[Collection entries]
>>>>
PR #883, opened 2024-10-23
helper functions for spatially varying params

kmdeck:
## Purpose 
Close #882 

## Content

----
- [ ] I have read and checked the items on the review checklist.

PR #890, opened 2024-10-28
Add leaderboard component to ClimaLand's long runs

### LINKED ISSUE #872: Add leaderboard component to ClimaLand's long runs
Similar to leaderboard component in ClimaCoupler, a leaderboard component can be added for ClimaLand.

The leaderboard component would plot the bias of the simulation and observational data for monthly data. See the plot below for what it could potentially look like. This will be done for `et`, `gpp`, and `lwu`. More variables can be added later.

et

ph-kev:
closes #872 - This PR adds a leaderboard component for ClimaLand's long runs. See the plots below.

gpp_bias_plot
lwu_bias_plot
et_bias_plot
global_rmse_and_bias_graphs

The values near the coastlines are `Nan`s because the observational data is resampled so that it matches the same grid as the simulation data.

I added a new file `land_leaderboard.jl` since no simulation being done for long runs are longer are two years or more. I am not sure if this should be done since `land_leaderboard.jl` is exactly the same as `land.jl` beside the length of the simulation. The leaderboard code still works even if the length of the simulation is only a year, it would just not throw away the first year of the simulation and use it instead for comparing against the observational data.

The other thing is that the simulation is not correct because the era5 land forcing data is from 2021.

### DIFF
--- a/docs/src/leaderboard/leaderboard.md
+++ b/docs/src/leaderboard/leaderboard.md
@@ -1,0 +1,122 @@
+# Leaderboard
+
+## Long run
+
+### Add a new variable to compare against observations
+The infrastructure to compute errors against observations is in the `leaderboard` folder.
+This folder contains two files: `data_sources.jl`, responsible for loading and preprocessing
+variables of interest, and `leaderboard.jl`, which computes error and draw plots. To add a
+new variable to the comparison, you modify the `data_sources.jl`.
+
+### Computation
+As of now, the leaderboard produces bias plots with the global bias and global root mean
+squared error (RMSE). These quantities are computed for each month with the first year of
+the simulation not considered as that is the spinup time. The start date of the simulation
+is 2008 which means that only the year 2009 is used to compare against observational data.
+
+### Add a new variable to the bias plots
+There are four functions that you need to modify to add a new variable which are
+`get_sim_var_dict`, `get_obs_var_dict`, `get_mask_dict`, and
+`get_compare_vars_biases_plot_extrema`. Each function returns a dictionary that must be
+modified to add a new variable to the leaderboard. The dictionaries are `sim_var_dict`,
+`obs_var_dict`, `mask_dict`, and `compare_vars_biases_plot_extrema`.
+
+To add a variable for the leaderboard, add a key-value pair to the dictionary `sim_var_dict`
+whose key is the short name of the variable and the value is a function that returns a
+[`OutputVar`](https://clima.github.io/ClimaAnalysis.jl/dev/var/). Any preprocessing is done
+in the function which includes unit conversion and shifting the dates.
+
+```julia
+sim_var_dict["et"] =
+        () -> begin
+            # Load in variable
+            sim_var = get(
+                ClimaAnalysis.SimDir(diagnostics_folder_path),
+                short_name = "et",
+            )
+            # Shift to the first day and subtract one month as preprocessing
+            sim_var =
+                ClimaAnalysis.shift_to_start_of_previous_month(sim_var)
+            return sim_var
+        end
+```
+
+Then, add a key-value pair to the dictionary `obs_var_dict` whose key is the same short name
+as before and the value is a function that takes in a start date and returns a `OutputVar`.
+Any preprocessing is done in the function.
+
+```julia
+obs_var_dict["et"] =
+    (start_date) -> begin
+    # We use ClimaArtifacts to use a dataset from ILAMB
+        obs_var = ClimaAnalysis.OutputVar(
+            ClimaLand.Artifacts.ilamb_dataset_path(;
+                context = "evspsbl_MODIS_et_0.5x0.5.nc",
+            ),
+            "et",
+            # start_date is used to align the dates in the observational data
+            # with the simulation data
+            new_start_date = start_date,
+            # Shift dates to the first day of the month before aligning the dates
+            shift_by = Dates.firstdayofmonth,
+        )
+        # More preprocessing to match the units with the simulation data
+        ClimaAnalysis.units(obs_var) == "kg/m2/s" &&
+            (obs_var = ClimaAnalysis.set_units(obs_var, "kg m^-2 s^-1"))
+        # ClimaAnalysis cannot handle `missing` values, but does support handling NaNs
+        obs_var = ClimaAnalysis.replace(obs_var, missing => NaN)
+        return obs_var
+    end
+```
+
+!!! tip "Preprocessing"
+    Observational and simulational data should be preprocessed for dates and units. When
+    using ClimaDiagnostics to report monthly averages from a simulation, monthly averages
+    are output on the first day following the month when the average was computed. For
+    instance, the monthly average corresponding to January 2010 is on the date 1 Feb 2010.
+    Preprocessing is done to shift this date to 1 Jan 2010. When preprocessing data, we
+    follow the convention that the first day corresponds to the monthly average for that
+    month. For observational data, you should check the convention being followed and
+    preprocess the dates if necessary.
+
+    For `obs_var_dict`, the anonymous function must take in a start date. The start date is
+    used in `leaderboard.jl` to adjust the seconds in the `OutputVar` to match between start
+    date in the simulation data.
+
+    Units should be the same between the simulation and observational data.
+
+Next, add a key-value pair to the dictionary `mask_dict` whose key is the same short name
+as before and the value is a function that takes in a `OutputVar` representing simulation
+data and a `OutputVar` representing observational data and returns a masking function or
+`nothing` if no masking function is needed. The masking function is used to correctly
+normalize the global bias and global RMSE. See the example below where a mask is made using
+the observational data.
+
+```julia
+mask_dict["et"] =
+    (sim_var, obs_var) -> begin
+        return ClimaAnalysis.make_lonlat_mask(
+            # We do this to get a `OutputVar` with only two dimensions:
+            # longitude and latitude
+            ClimaAnalysis.slice(
+                obs_var,
+                time = ClimaAnalysis.times(obs_var) |> first,
+            );
+            # Any values that are NaN should be 0.0
+            set_to_val = isnan,
+            true_val = 0.0
+        )
+    end
+```
+
+Finally, add a key-value pair to the dictionary `compare_vars_biases_plot_extrema` whose
+key is the same short name as before and the value is a tuple of floats which determine
+the range of the bias plots.
+
+```julia
+compare_vars_biases_plot_extrema = Dict(
+    "et" => (-0.00001, 0.00001),
+    "gpp" => (-8.0, 8.0),
+    "lwu" => (-40.0, 40.0),
+)
+```
--- a/experiments/long_runs/leaderboard/data_sources.jl
+++ b/experiments/long_runs/leaderboard/data_sources.jl
@@ -1,0 +1,209 @@
+import ClimaAnalysis
+
+"""
+    get_sim_var_dict(diagnostics_folder_path)
+
+Return a dictionary mapping short names to `OutputVar` containing preprocessed
+simulation data. This is used by the function `compute_leaderboard`.
+
+To add a variable for the leaderboard, add a key-value pair to the dictionary
+`sim_var_dict` whose key is the short name of the variable and the value is an
+anonymous function that returns a `OutputVar`. For each variable, any
+preprocessing should be done in the corresponding anonymous function which
+includes unit conversion and shifting the dates.
+
+The variable should have only three dimensions: time, longitude, and latitude.
+"""
+function get_sim_var_dict(diagnostics_folder_path)
+    # Dict for loading in simulation data
+    sim_var_dict = Dict{String, Any}()
+
+    sim_var_dict["lwu"] =
+        () -> begin
+            sim_var = get(
+                ClimaAnalysis.SimDir(diagnostics_folder_path),
+                short_name = "lwu",
+            )
+            sim_var =
+                ClimaAnalysis.shift_to_start_of_previous_month(sim_var)
+            return sim_var
+        end
+
+    sim_var_dict["et"] =
+        () -> begin
+            sim_var = get(
+                ClimaAnalysis.SimDir(diagnostics_folder_path),
+                short_name = "et",
+            )
+            sim_var =
+                ClimaAnalysis.shift_to_start_of_previous_month(sim_var)
+            (ClimaAnalysis.units(sim_var) == "kg m^-2 s^-1") && (
+                sim_var = ClimaAnalysis.convert_units(
+                    sim_var,
+                    "mm / day",
+                    conversion_function = units -> units * 86400.0,
+                )
+            )
+            return sim_var
+        end
+
+
+    sim_var_dict["gpp"] =
+        () -> begin
+            sim_var = get(
+                ClimaAnalysis.SimDir(diagnostics_folder_path),
+                short_name = "gpp",
+            )
+            sim_var =
+                ClimaAnalysis.shift_to_start_of_previous_month(sim_var)
+            # converting from to `mol CO2 m^-2 s^-1` in sim to `g C m-2 day-1` in obs
+            (ClimaAnalysis.units(sim_var) == "mol CO2 m^-2 s^-1") && (
+                sim_var = ClimaAnalysis.convert_units(
+                    sim_var,
+                    "g m-2 day-1",
+                    conversion_function = units -> units * 86400.0 * 12.011,
+                )
+            )
+            return sim_var
+        end
+    return sim_var_dict
+end
+
+"""
+    get_obs_var_dict()
+
+Return a dictionary mapping short names to `OutputVar` containing preprocessed
+observational data. This is used by the function `compute_leaderboard`.
+
+To add a variable for the leaderboard, add a key-value pair to the dictionary
+`obs_var_dict` whose key is the short name of the variable and the value is an
+anonymous function that returns a `OutputVar`. The function must take in a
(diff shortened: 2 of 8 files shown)


experiments/long_runs/leaderboard/data_sources.jl
```diff
@@ -0,0 +1,151 @@
...
+    sim_var_dict[short_name] =
+        () -> begin
+            sim_var = get(
+                ClimaAnalysis.SimDir(diagnostics_folder_path),
+                short_name = short_name,
+            )
+            # Remove the line below later when start_date is added to the diagnostics (see
+            # issue #879 in ClimaLand.jl)
+            haskey(sim_var.attributes, "start_date") ||
+                (sim_var.attributes["start_date"] = "2012-01-01T00:00:00")
```
Sbozzolo, line 42: It's added as of ClimaDiagnostics 0.2.10

experiments/long_runs/leaderboard/data_sources.jl
```diff
@@ -0,0 +1,151 @@
...
+            sim_var =
+                ClimaAnalysis.shift_to_start_of_previous_month(sim_var)
+            sim_var = ClimaAnalysis.convert_units(
+                sim_var,
+                "g m-2 day-1",
+                conversion_function = units -> units * 86400.0 * 12.011,
```
Sbozzolo, line 65: What is 12.011?

Sbozzolo (commented):
Can you add a page in the documentation describing the bias plots/leaderboard, how to add them? You can start from the comments you already have in the file

experiments/long_runs/leaderboard/data_sources.jl
ph-kev: The units in the simulation is `mol CO2 m^-2 s^-1` which is converted to match the units in the observational data which is `g C m^-2 day^-1`. I multiplied by `(86400 s / 1 day)`, `44.009 g CO2 / 1 mol CO2`, and `12.011 g C / 44.009 g CO2` to convert the units. I am not sure if the unit conversion is right.

kmdeck: This is correct

experiments/long_runs/leaderboard/data_sources.jl
```diff
@@ -0,0 +1,142 @@
...
+                ClimaAnalysis.SimDir(diagnostics_folder_path),
+                short_name = short_name,
+            )
+            sim_var =
+                ClimaAnalysis.shift_to_start_of_previous_month(sim_var)
+            return sim_var
+        end
+end
+
+for short_name in ["gpp"]
```
kmdeck, line 45: Do we need this loop?

experiments/long_runs/leaderboard/data_sources.jl
```diff
@@ -0,0 +1,142 @@
...
+
+# Dict for loading in observational data
+obs_var_dict = Dict{String, Any}()
+obs_var_dict["et"] =
+    (start_date) -> begin
+        obs_var = ClimaAnalysis.OutputVar(
+            ClimaLand.Artifacts.ilamb_dataset_path(;
+                context = "evspsbl_MODIS_et_0.5x0.5.nc",
+            ),
+            "et",
```
kmdeck, line 72: Do we rely on using the same short_name in the data and the diagnostic output from the simulation anywhere?

kmdeck: or it seems like this line could be anything, as long as we set `obs_var_dict["et"]`

docs/src/leaderboard/leaderboard.md
```diff
@@ -0,0 +1,123 @@
...
+            ),
+            "et",
+            # start_date is used to align the dates in the observational data
+            # with the simulation data
+            new_start_date = start_date,
+            # Shift dates to the first day of the month before aligning the dates
+            shift_by = Dates.firstdayofmonth,
+        )
+        # More preprocessing to match the units with the simulation data
+        ClimaAnalysis.units(obs_var) == "kg/m2/s" &&
```
kmdeck, line 66: Maybe we could link to ClimaAnalysis documentation explaining the formatting for units? If I understand correctly, this will carry out unit conversion, but that means the string must be in the format expected by ClimaAnalysis

experiments/long_runs/leaderboard/leaderboard.jl
```diff
@@ -0,0 +1,165 @@
...
+import Dates
+
+include("data_sources.jl")
+
+"""
+    compute_leaderboard(leaderboard_base_path, diagnostics_folder_path)
+
+Plot the biases against observations and simulation data.
+
+The paramter `leaderboard_base_path` is the path to save the leaderboards and bias plots and
```
kmdeck, line 13: parameter

kmdeck: though it should be called an argument :)

experiments/long_runs/leaderboard/leaderboard.jl
```diff
@@ -0,0 +1,165 @@
...
+import GeoMakie
+import CairoMakie
+import Dates
+
+include("data_sources.jl")
+
+"""
+    compute_leaderboard(leaderboard_base_path, diagnostics_folder_path)
+
+Plot the biases against observations and simulation data.
```
kmdeck, line 11: I see that both obs_var_dict and sim_var_dict are used in this function but not passed in as arguments. For clarity and to make it easy on future users, could we pass in those as arguments?

experiments/long_runs/leaderboard/leaderboard.jl
```diff
@@ -0,0 +1,165 @@
...
+
+The paramter `leaderboard_base_path` is the path to save the leaderboards and bias plots and
+`diagnostics_folder_path` is the path to the simulation data.
+"""
+function compute_leaderboard(leaderboard_base_path, diagnostics_folder_path)
+    @info "Error against observations"
+
+    # Set up dict for storing simulation and observational data after processing
+    sim_obs_comparsion_dict = Dict()
```
kmdeck, line 20: comparison is spelled incorrectly

experiments/long_runs/leaderboard/leaderboard.jl
kmdeck: Is this argument used? diagnostics_folder_path? Why pass this if we also have already created the sim_var_dict?

experiments/long_runs/leaderboard/leaderboard.jl
```diff
@@ -0,0 +1,165 @@
...
+
+        # Remove first spin_up_months months from simulation
+        spin_up_months = 12
+        spinup_cutoff = spin_up_months * 30 * 86400.0
+        ClimaAnalysis.times(sim_var)[end] >= spinup_cutoff && (
+            sim_var =
+                ClimaAnalysis.window(sim_var, "time", left = spinup_cutoff)
+        )
+
+        # Get 12 or less months of data
```
kmdeck, line 48: Why is this here? What if we had run for many years, and only used the first year as spinup?

experiments/long_runs/leaderboard/leaderboard.jl
```diff
@@ -0,0 +1,165 @@
...
+
+        sim_obs_comparsion_dict[short_name] = (sim_var, obs_var)
+    end
+
+    # Get the right number of months for plotting
+    _, sim_obs_tuple = first(sim_obs_comparsion_dict)
+    num_times = length(ClimaAnalysis.times(sim_obs_tuple[1]))
+    months = Dates.monthname.(1:num_times)
+
+    # Plot monthly comparsions
```
kmdeck, line 68: comparison

experiments/long_runs/land_leaderboard.jl
```diff
@@ -0,0 +1,596 @@
...
+            update_j = CTS.UpdateEvery(CTS.NewNewtonIteration),
+        ),
+    )
+    SciMLBase.solve(prob, ode_algo; dt = Δt, callback = cb, adaptive = false)
+    return nothing
+end
+
+setup_and_solve_problem(; greet = true);
+
+# read in diagnostics and make some plots!
```
kmdeck, line 591: can remove this line?

experiments/long_runs/leaderboard/data_sources.jl
```diff
@@ -0,0 +1,142 @@
+import ClimaAnalysis
```
kmdeck, line 1: I noticed that we change the units of the simulation output in some cases (GPP), and in the observations (LWU) in others. it would be good to make this consistent (simulation unit changes to match observations)

experiments/long_runs/leaderboard/leaderboard.jl
```diff
@@ -0,0 +1,165 @@
...
+        mask = mask_dict[short_name](sim_var, obs_var)
+        # Compute globas bias and global rmse
+        rmse_vec = []
+        bias_vec = []
+        times = ClimaAnalysis.times(sim_var) |> copy
+        for t in times
+            g_rmse = ClimaAnalysis.global_rmse(
+                ClimaAnalysis.slice(sim_var, time = t),
+                ClimaAnalysis.slice(obs_var, time = t),
+                mask = mask,
```
kmdeck, line 114: ClimaAnalysis uses the mask to change the denominator in RMSE and mean bias?

experiments/long_runs/land_leaderboard.jl
```diff
@@ -0,0 +1,596 @@
...
+    )
+
+    soil_params_artifact_path =
+        ClimaLand.Artifacts.soil_params_artifact_folder_path(; context)
+    extrapolation_bc = (
+        Interpolations.Periodic(),
+        Interpolations.Flat(),
+        Interpolations.Flat(),
+    )
+    soil_params_mask = SpaceVaryingInput(
```
kmdeck, line 93: Once this PR merges: https://github.com/CliMA/ClimaLand.jl/pull/883, could you change this script to use the helper functions for canopy and soil spatially varying parameters?

experiments/long_runs/leaderboard/data_sources.jl
ph-kev: We don't rely on the same short_name in the (observational?) data and the diagnostic output from the simulation.

It is like that because ClimaAnalysis sometimes can't correctly infers what variable is or if there is more than one variable in the .nc file.

The line can be anything as long as `obs_var_dict["et"]` is a function that takes in a start date and return a `OutputVar`.

docs/src/leaderboard/leaderboard.md
ph-kev: For that part of the code, it is just checking that the string of the units is "kg/m2/s" and if it is, then set the units to "kg m^-2 s^-1". The check is just there to make sure the units are set correctly.

There is no convention for the formatting of units unless one want to use automatic unit conversion. We only do this because ClimaAnalysis can't tell that "kg/m2/s" (in the observational data) is the same as "kg m^-2 s^-1" (in the simulation data).

experiments/long_runs/leaderboard/leaderboard.jl
ph-kev: I added that there in case if the simulation run for longer than one year, but less than two years. For instance, if one were to run the simulation for 1.5 years, then only six months will be used after throwing away the first year. 

The code will always use the second year regardless if the simulation run for multiple years. It assumed that we start a year 2012 and end at year 2013 (although, it could be any year as long as data exists in the observations) The only reason is because some datasets are limited in time. For example, for `et`, the last point in time is `2013-12-16`.

experiments/long_runs/leaderboard/leaderboard.jl
ph-kev: I am going to make the entire `data_sources.jl` file a function instead since I realized it is confusing how things are being initialized before.

experiments/long_runs/leaderboard/leaderboard.jl
ph-kev: Yes, the mask is used to normalize the global RMSE and global bias.

experiments/long_runs/leaderboard/data_sources.jl
ph-kev: I agree that this should be consistent, but I think we should change all observation units to match simulation units. This is because there is some consistency with how the units are written for the simulation data, but not for the observational data.

ph-kev:
The plots now look like this. The last month is missing because ClimaDiagnostics.jl did not save the last month.
global_rmse_and_bias_graphs
gpp_bias_plot
lwu_bias_plot
et_bias_plot

docs/src/leaderboard/leaderboard.md
```diff
@@ -0,0 +1,126 @@
+# Leaderboard
+
+## Long run
+
+### Add a new variable to compare against observations
+Computing errors against observations are all contained in the `leaderboard` folder. The
+files in the leaderboard folder are `data_sources.jl` and `leaderboard.jl`. Loading and
+preprocessing variables of interest are done in `data_sources.jl` and computing the errors
+and plotting are done in `leaderboard.jl`. To add a new variable, you ideally only need to
+modify `data_sources.jl`.
```
Sbozzolo, line 10:
```suggestion
The infrastructure to compute errors against observations is in the `leaderboard` folder. This
folder contains two files: `data_sources.jl`, responsible for loading and preprocessing
variables of interest, and `leaderboard.jl`, which computes error and draw plots. To add a new
variable to the comparison, you modify the `data_sources.jl`.
```

docs/src/leaderboard/leaderboard.md
```diff
@@ -0,0 +1,126 @@
...
+        obs_var = ClimaAnalysis.replace(obs_var, missing => NaN)
+        return obs_var
+    end
+```
+
+!!! tip "Preprocessing"
+    Observational and simulational data should be preprocessed for dates and units. For
+    simulation data, monthly averages correspond to the first day following the month.
+    For instance, the monthly average corresponding to January 2010 is on the date
+    2/1/2010. Preprocessing is done to shift this date to 1/1/2010. When preprocessing
```
Sbozzolo, line 81:
```suggestion
    1 Feb 2010. Preprocessing is done to shift this date to 1 Jan 2010. When preprocessing
```

experiments/long_runs/leaderboard/data_sources.jl
Sbozzolo: For some variables, it is more natural to use observation units instead of simulation units, so we should convert towards what makes the most sense

Sbozzolo (approved):

docs/src/leaderboard/leaderboard.md
```diff
@@ -0,0 +1,126 @@
...
+files in the leaderboard folder are `data_sources.jl` and `leaderboard.jl`. Loading and
+preprocessing variables of interest are done in `data_sources.jl` and computing the errors
+and plotting are done in `leaderboard.jl`. To add a new variable, you ideally only need to
+modify `data_sources.jl`.
+
+### Computation
+As of now, the leaderboard produces bias plots with the global bias and global root mean
+squared error (RMSE). These quantities are computed for each month with the first year of
+the simulation not considered as that is the spinup time. The start date of the simulation
+is 2012 which means that only the year 2013 is used to compare against observational data.
```
kmdeck, line 16: I dont know that this is up to date?

kmdeck: I believe we are simulating on year (2008)

docs/src/leaderboard/leaderboard.md
```diff
@@ -0,0 +1,126 @@
...
+            (obs_var = ClimaAnalysis.set_units(obs_var, "kg m^-2 s^-1"))
+        # ClimaAnalysis cannot handle `missing` values, but does support handling NaNs
+        obs_var = ClimaAnalysis.replace(obs_var, missing => NaN)
+        return obs_var
+    end
+```
+
+!!! tip "Preprocessing"
+    Observational and simulational data should be preprocessed for dates and units. For
+    simulation data, monthly averages correspond to the first day following the month.
```
kmdeck, line 79: "When using ClimaDiagnostics to report monthly averages from a simulation, monthly averages are output on the first day following the month when the average was computed."

experiments/long_runs/land.jl
```diff
@@ -433,3 +433,8 @@ mktempdir(root_path) do tmpdir
         run(Cmd([unite, figures..., joinpath(root_path, "figures.pdf")]))
     end
 end
+
```
kmdeck, line 436: I think we should add this instead to snowy_land.jl, and run for two years.

experiments/long_runs/leaderboard/data_sources.jl
kmdeck: fair enough!

experiments/long_runs/leaderboard/data_sources.jl
```diff
@@ -0,0 +1,191 @@
...
+Return a dictionary mapping short names to `OutputVar` containing preprocessed
+simulation data. This is used by the function `compute_leaderboard`.
+
+To add a variable for the leaderboard, add a key-value pair to the dictionary
+`sim_var_dict` whose key is the short name of the variable and the value is an
+anonymous function that returns a `OutputVar`. For each variable, any
+preprocessing should be done in the corresponding anonymous function which
+includes unit conversion and shifting the dates.
+
+The variable should have only three dimensions: latitude, longitude, and time.
```
kmdeck, line 15: I believe the ordering is lon, lat, time? or time lon lat? let's update the docstring to reflect the ordering in the data

experiments/long_runs/land.jl
ph-kev: Is it fine to change it to two years even if the CI will take longer?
<<<<
Task to carry out: Where the string "takes" occurs in the data, return the whole line.

Result for this exercise:
+as before and the value is a function that takes in a start date and returns a `OutputVar`.
+as before and the value is a function that takes in a `OutputVar` representing simulation
The line can be anything as long as `obs_var_dict["et"]` is a function that takes in a start date and return a `OutputVar`.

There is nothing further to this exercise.